§ PROVIDED RECORDS:

PR #479, opened 2021-01-22
Add execution context that can be configured to track object allocations

irinayat-MS:
Two qir-static tests detect memory leaks so am not enabling allocation tracking in them.

Note: the update in the readme is mostly just line splits to make it more reviewable in the future (the meaningful change in it is about the execution context)


src/QirRuntime/README.md
```diff
@@ -65,65 +72,88 @@ To execute all tests locally run `test.py` from the project's root folder:
...
+ allows the client to access the target simulator directly, if so desired.
+1. Link against the *shared qdk* library. The example of this approach can be found in `test/QIR-dynamic` folder. In the
+ future we'll provide fully self-contained packages of the runtime to enable this workflow completely outside of the
+ current project. For now, this way of consuming QIR only supports running against the native full state simulator.
 
-QIR's architecture assumes a single target, whether that be hardware or a particular simulator. As a result, there is no provision in the QIR specifications to choose a target dynamically. To connect QIR to the simulators from this runtime, we provide `SetSimulatorForQIR(IQuantumGateSet*)` method. Switching simulators while executing QIR isn't supported and would yield undefined behavior.
+QIR's architecture assumes a single target, whether that be hardware or a particular simulator. As a result, there is no
+ provision in the QIR specifications to choose a target dynamically. To connect QIR to the simulators from this runtime,
+ we provide `InitializeQirContext` and `ReleaseQirContext` methods. Switching contexts while executing QIR isn't
```
irinayat-MS, line 117: The only meaningful change in the readme is here about the context.

src/QirRuntime/lib/QIR/CMakeLists.txt
```diff
@@ -22,8 +22,10 @@ endif()
 # Step 1: create qir-rt-support lib from the C++ sources
 #
 set(rt_sup_source_files
+  "allocationsTracker.cpp"
   "arrays.cpp"
   "callables.cpp"
+  "context.cpp"
```
kuzminrobin, line 28: Minor (feel free to ignore):
As I understand, here the alphabetic ordering of the files is used (files are compiled in the alphabetic order).
There is also another point of view about the compilation order, that you may find worth knowing. See [Build the Most Failing Files First](https://github.com/kuzminrobin/code_review_notes/blob/master/misc_posts.md#build-the-most-failing-files-first) section.

src/QirRuntime/lib/QIR/allocationsTracker.cpp
```diff
@@ -0,0 +1,85 @@
...
+    void AllocationsTracker::OnRelease(void* object)
+    {
+        auto tracked = this->allocatedObjects.find(object);
+        if (tracked == this->allocatedObjects.end())
+        {
+            quantum__rt__fail(quantum__rt__string_create("Attempting to release an object that isn't tracked!"));
+        }
+        else
+        {
+            if (tracked->second == 0)
```
kuzminrobin, line 63: Minor:
As I understand the `this->allocatedObjects` is declared like this: 
std::unordered_map<void\*, **int**> allocatedObjects;
that is the _signed_ type (`int`) is used for the ref count (rather than an _unsigned_ type). Which means that theoretically the ref count can become below 0 (negative), either as a result of the memory corruption or in a hypothetical multithreading environment where 2 threads can call `AllocationsTracker::OnRelease()` in parallel for an object with ref count 1 (in which case the lines 67 - 70 below can get executed in parallel and in the line 69 the ref count can become `-1` for the slightly-later thread). If the ref count goes below 0 then during the subsequent `AllocationsTracker::OnRelease()` the line 63 will not catch that.
You may want to consider replacing the line 63 with `if (tracked->second <= 0)`
or to use the unsigned type (e.g. `unsigned int`) instead of `int` in the fragment 
std::unordered_map<void\*, **int**> allocatedObjects;

src/QirRuntime/lib/QIR/arrays.cpp
```diff
@@ -9,13 +9,29 @@
...
+using namespace Microsoft::Quantum;
 
 int QirArray::AddRef()
 {
+    if (g_context != nullptr && g_context->trackAllocatedObjects)
+    {
+        g_context->allocationsTracker->OnAddRef(this);
+    }
+
     assert(this->refCount != 0 && "Cannot resurrect released array!");
```
kuzminrobin, line 35: Minor:
It probably makes sense to execute the (green) line 35 before lines 30 - 34.

irinayat-MS: I want to be able to test the tracking error handling and if I move the assert up, it would fail the tests in debug builds. The thinking here is that the tracking, when enabled, is guaranteed to detect (and handle in some well-defined way) the reference counting bugs, and the assert is a "best effort" debug-only diagnostics (and documentation).

src/QirRuntime/lib/QIR/arrays.cpp
```diff
@@ -9,13 +9,29 @@
...
 #include "quantum__rt.hpp"
 
-#include "CoreTypes.hpp"
+namespace Microsoft
+{
+namespace Quantum
+{
+    extern thread_local std::unique_ptr<QirExecutionContext> g_context;
+}
+} // namespace Microsoft
```
kuzminrobin, line 24: Minor:
I see this in 4 places. You may want to consider placing this in a header (`context.hpp`?).

src/QirRuntime/lib/QIR/arrays.cpp
```diff
@@ -55,6 +76,11 @@ QirArray::QirArray(int64_t qubits_count)
     , ownsQubits(true)
     , refCount(1)
 {
+    if (g_context != nullptr && g_context->trackAllocatedObjects)
+    {
+        g_context->allocationsTracker->OnAllocate(this);
+    }
+
```
kuzminrobin, line 83: Minor:
Just in case you may want to consider placing this to the _very end_ of the constructors (such that only the _successfully_ and _fully_ constructed instances are added to the `g_context->allocationsTracker`). 

Otherwise the remaining part of the constructor can fail (e.g. during the allocation `QUBIT** qbuffer = new QUBIT*[count]` throw an exception), and the `this->buffer` will stay *un*initialized. And if you break in the debugger upon such a failure and analyze the latest instance in `g_context->allocationsTracker`, then that instance will have a misleading `->buffer`.

src/QirRuntime/lib/QIR/context.cpp
```diff
@@ -0,0 +1,68 @@
+// Copyright (c) Microsoft Corporation. All rights reserved.
+// Licensed under the MIT License.
+
+#include <assert.h>
```
kuzminrobin, line 4: Minor:
Typically the C++ files do not include the C standard headers _directly_ (`#include <assert.h>`) but instead the C++ files include the C++-wrappers of those (`#include <cassert>`). I don't know exactly why.

src/QirRuntime/lib/QIR/context.cpp
```diff
@@ -0,0 +1,68 @@
...
+#include "allocationsTracker.hpp"
+
+#ifdef _WIN32
+#define QIR_SHARED_API __declspec(dllexport)
+#else
+#define QIR_SHARED_API
+#endif
+
+extern "C" QIR_SHARED_API Result ResultOne = nullptr;
+extern "C" QIR_SHARED_API Result ResultZero = nullptr;
```
kuzminrobin, line 19: Minor:
I don't have experience in writing DLLs, but these two variables seem to me a part of the API exported/exposed by the DLL. In which case it probably makes sense to mention them in the corresponding .hpp file, and providing comments about what they are.

src/QirRuntime/lib/QIR/CMakeLists.txt
irinayat-MS: Right now the code churns pretty much across the board so I feel it's too early to optimize the build system yet. Currently, the longest steps of the build are catch2 tests (because I'm using a single header include which is known to be sub-optimal as far as build-time is concerned -- this one will be worth looking into at some point) and compilation of *.ll files. For the latter I don't know how to speed things up but I also don't expect to grow the body of these tests much.

src/QirRuntime/lib/QIR/context.cpp
irinayat-MS: Would you mind filing a bug in this repo, something along the lines of "QirRuntime coding style improvements" for this and maybe other issues you can think of while looking at the code? I'm absolutely open to doing the cleanups and standardizing on better conventions but those changes are better to be done across the project and not mixed into the feature PRs. Thank you!

src/QirRuntime/lib/QIR/context.cpp
irinayat-MS: The constants are defined in generated QIR and are troublesome. I remember bringing it up in the past but cannot find any bugs on this...

src/QirRuntime/lib/QIR/context.cpp
```diff
@@ -0,0 +1,68 @@
...
+    QirExecutionContext::QirExecutionContext(ISimulator* sim, bool trackAllocatedObjects)
+        : simulator(sim)
+        , trackAllocatedObjects(trackAllocatedObjects)
+    {
+        if (this->trackAllocatedObjects)
+        {
+            this->allocationsTracker = std::make_unique<AllocationsTracker>();
+        }
+    }
+    QirExecutionContext::~QirExecutionContext() {}
```
kuzminrobin, line 65: Minor:
What is the purpose for the empty destructor in this case?
FYI:
[Know All the Effects of the Empty Destructor](https://github.com/kuzminrobin/code_review_notes/blob/master/cpp_design_bookmarks.md#know-all-the-effects-of-the-empty-destructor)
[Know What Happens If Rule of Three Is Violated](https://github.com/kuzminrobin/code_review_notes/blob/master/cpp_design_bookmarks.md#know-what-happens-if-rule-of-three-is-violated)

irinayat-MS: I had to move the destructor into the cpp file to avoid including extra headers into context.hpp but I should replace it with `= default`. Thanks for pointing this out!

kuzminrobin (approved):

src/QirRuntime/test/unittests/QirRuntimeTests.cpp
```diff
@@ -841,4 +865,64 @@ TEST_CASE("Unpacking input tuples of nested callables (case1)", "[qir_support]")
...
+
+    QirArray* releaseTwice = quantum__rt__array_create_1d(1, 1);
+    quantum__rt__array_unreference(releaseTwice);
+    CHECK_THROWS(quantum__rt__array_unreference(releaseTwice));
+
+    QirArray* maybeLeaked = quantum__rt__array_create_1d(1, 1);
+    CHECK_THROWS(ReleaseQirContext());
+
+    quantum__rt__array_unreference(maybeLeaked);
+    ReleaseQirContext();
```
kuzminrobin, line 886: `CHECK_NO_THROW(ReleaseQirContext())`?

src/QirRuntime/test/unittests/QirRuntimeTests.cpp
```diff
@@ -841,4 +865,64 @@ TEST_CASE("Unpacking input tuples of nested callables (case1)", "[qir_support]")
...
+    CHECK_THROWS(quantum__rt__tuple_unreference(releaseTwice));
+
+    PTuple maybeLeaked = quantum__rt__tuple_create(1);
+    CHECK_THROWS(ReleaseQirContext());
+
+    quantum__rt__tuple_unreference(maybeLeaked);
+    ReleaseQirContext();
+}
+
+void CallableEntry(PTuple, PTuple, PTuple) {}
```
kuzminrobin, line 908: Minor:
**static** void CallableEntry(PTuple, PTuple, PTuple) {} ?

You may also want to consider making the function `CallableEntry()` a local function (move line 908 to between the lines 910 and 911). Such that if at some point in the future somebody decides to remove (or move/shift) the whole test case, then the function `CallableEntry()` will (re)moved together with the test case.
See "The static function of the local class" in [Nested (Local) Functions](https://github.com/kuzminrobin/code_review_notes/blob/master/cpp_design_bookmarks.md#nested-local-functions)

kuzminrobin (approved):

src/QirRuntime/lib/QIR/context.cpp
bettinaheim: Do you have any suggestions for how to best expose the results constants that the QIR relies on?

bettinaheim (approved):

src/QirRuntime/lib/QIR/allocationsTracker.cpp
irinayat-MS: QIR runtime is single threaded but it won't hurt to make the check broader here.

src/QirRuntime/lib/QIR/arrays.cpp
```diff
@@ -9,13 +9,29 @@
...
+#include "allocationsTracker.hpp"
+#include "CoreTypes.hpp"
+#include "context.hpp"
 #include "qirTypes.hpp"
 #include "quantum__rt.hpp"
 
-#include "CoreTypes.hpp"
+namespace Microsoft
+{
+namespace Quantum
```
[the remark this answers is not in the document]
irinayat-MS: Added to https://github.com/microsoft/qsharp-runtime/issues/482. This should be done across the project.

src/QirRuntime/lib/QIR/context.cpp
irinayat-MS: My preference would be to wrap those in function calls, something like: `%Result* __quantum__rt__result_zero()`.

src/QirRuntime/test/unittests/QirRuntimeTests.cpp
irinayat-MS: The check_nothrow could, in theory, allow other tests to run rather than terminate on exception, however, if an exception is thrown, the context won't be cleaned up and other tests would run into asserts about that... I suppose, it's still good to have check_nothrow for documentation purposes here.

src/QirRuntime/test/unittests/QirRuntimeTests.cpp
irinayat-MS: Marked it static and renamed to `DummyCallableEntry`

src/QirRuntime/test/unittests/QirRuntimeTests.cpp
kuzminrobin: If terminating upon unexpected exception provides a better diagnostic then it probably makes sense to leave as is. I saw such situations earlier and agree, check_nothrow may be a worse idea.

§ EXERCISE INSTRUCTIONS:
Which lines above run from the one containing "irinayat-MS: The constants" down to the one containing "[Know What Happens"? Repeat exactly those, both ends included, and nothing else.

§ TASK ANSWER:
irinayat-MS: The constants are defined in generated QIR and are troublesome. I remember bringing it up in the past but cannot find any bugs on this...

src/QirRuntime/lib/QIR/context.cpp
```diff
@@ -0,0 +1,68 @@
...
+    QirExecutionContext::QirExecutionContext(ISimulator* sim, bool trackAllocatedObjects)
+        : simulator(sim)
+        , trackAllocatedObjects(trackAllocatedObjects)
+    {
+        if (this->trackAllocatedObjects)
+        {
+            this->allocationsTracker = std::make_unique<AllocationsTracker>();
+        }
+    }
+    QirExecutionContext::~QirExecutionContext() {}
```
kuzminrobin, line 65: Minor:
What is the purpose for the empty destructor in this case?
FYI:
[Know All the Effects of the Empty Destructor](https://github.com/kuzminrobin/code_review_notes/blob/master/cpp_design_bookmarks.md#know-all-the-effects-of-the-empty-destructor)
[Know What Happens If Rule of Three Is Violated](https://github.com/kuzminrobin/code_review_notes/blob/master/cpp_design_bookmarks.md#know-what-happens-if-rule-of-three-is-violated)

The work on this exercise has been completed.